Experimental Analysis of
Storehouse Solitaire

Jan Wolter
April 14, 2013

[General Introduction]

The Game

Storehouse Solitaire is Canfield made stupid. It differs from Canfield in three ways: You can read the rules or play the game on politaire.com or many other places.

The effect of the first two changes is to eliminate virtually all need to make intelligent choices while playing the game. (The third change does nothing much except reduce the deck size a bit.) You can't go wrong by playing every card you can play, except maybe late in the game when the reserve has been emptied, and a space opens up on the tableau. Then you need to decide if you want to play the top waste card into that space, or deal another card from the stock, and there is some chance that whether you win or lose will depend on your choice.

Solver

The depth-first-search solver that I built for Trigon, and extended to play Canfield, was easily adapted to play Storehouse. Because the game is so simple, and you rarely have to backtrack, and then not very far, the solver ran quite quickly.

Random Deals

I ran the solver on the first million Politaire Storehouse games, seeds zero through 999999. All cards were removed for 438,117 games, so 44% of games were solvable.

I found that 71% of Canfield games were solvable, so one might suppose that that game is much easier. It isn't. Any player who is vaguely awake can win 44% of Storehouse games, while even the most ingenious Canfield player would be lucky to get as high as 35%. The percentage of games that can be solved is not really a very good predictor of how hard a game is.

An average of 31.6 cards could be removed to the foundation in each hand. The histogram below shows the full distribution of the numbers of cards which could be removed. Note that our counts of removed cards include the four cards that were dealt to the foundation, so it is never less than four. I also omitted the "52 card" column from the graph, because it is too tall.

Numbers of Removable Cards in 561,883 Random Unwinnable Storehouse Games

Natural Shuffling of Gathered Cards

If the game is played with real cards instead of on a computer, then it is unlikely that the cards will be completely randomized between games. So we consider the case where, when a game has been completed, we pick up the cards one stack at a time, reversing the stacks that were faceup, shuffle n times, cut once, and deal the next hand.

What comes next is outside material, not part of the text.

PR #1490, opened 2024-03-29
Disable locational voice during the preparing phase by default

ruby0b:
(didn't get a chance to test this with someone else yet so I'm setting it as a draft, should work though)


CHANGELOG.md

For each number of shuffles from one to ten I ran the solver on one million games. The first game used a fully randomized deck, and after that the procedure above was followed to produce the deck for the next game.

The resulting win rates are shown in the graph below:

Storehouse Win Rate with n Shuffles of Cards Gathered from Previous Game
Red line is win rate with fully randomized deck

This graph follows a pattern that is growing very familiar as I test different solitaire variations. If you shuffle just a few times, you have an elevated chance of winning. (In this case, with just one shuffle, we won every game, and with two shuffles we lost only one games in five hundred.) But four shuffles actually leaves you with a slightly lower chance of winning than you would have with a fully randomized deck, though, of course, with enough shuffles things converge to the same odds as a fully randomized deck.

Natural Shuffling of Ordered Decks

As usual, in my next test, I started each hand with a sorted deck (each suit in increasing order), or a reversed deck (each suit in decreasing order), then shuffled that deck n times, and cut once before dealing. I again ran a million iterations for each value of n.
Storehouse Win Rate with n Shuffles of a Ordered/Reversed Deck
Red line is win rate with fully randomized deck

As with many other games I have studied, if we shuffle only a couple times, then we win a lot, regardless if the deck was sorted in increasing or decreasing order. With 3 to 7 shuffles, we see we do much better if our deck was originally sorted in decreasing order than if it was in increasing order. And as the numbers of shuffles gets large, we converge, of course to the fully randomized deck.

Note that after seven shuffles, the player who started with a reversed deck still has a 3% better chance of winning than the player who started with a ordered deck. This is not as spectacular a disproof of the "seven shuffles rule" as some others that have been pointed out, but it is an indication that that phenomenon continues to have some influence even in more complex games.

The ordered deck graph looks very similar to the gathered deck graph, even though the win rate is under 50%. However, even in lost games we tend to get a substantial number of cards off, so likely this contributes.